— Your instructions —
Begin with the line where "Also changes JcloudsLocation’s" appears. Set down that line and the rest of the records below it exactly as given.

— Provided data —
PR #315, opened 2016-08-31
Try alternative Java versions

drigodwin:
This tries incrementing the Java version we're installing if the current one fails. This primarily addresses the problem of Java 7 not being available by default on Ubuntu 16.04.

Tested with Tomcat7 on GCE, AWS & Bluebox on Ubuntu 14 / 16, Centos 6 / 7


ahgittin:
great simple fix.  longer term we should support ranges.

PR #316, opened 2016-08-31
Set default minRam to 1gb

aledsage:
Also changes JcloudsLocation’s template building so that if
a config key has a default value then that will be used, if there is
no explicit value (or empty value) set.


neykov:
LGTM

— Answer to the problem —
Also changes JcloudsLocation’s template building so that if
a config key has a default value then that will be used, if there is
no explicit value (or empty value) set.


neykov:
LGTM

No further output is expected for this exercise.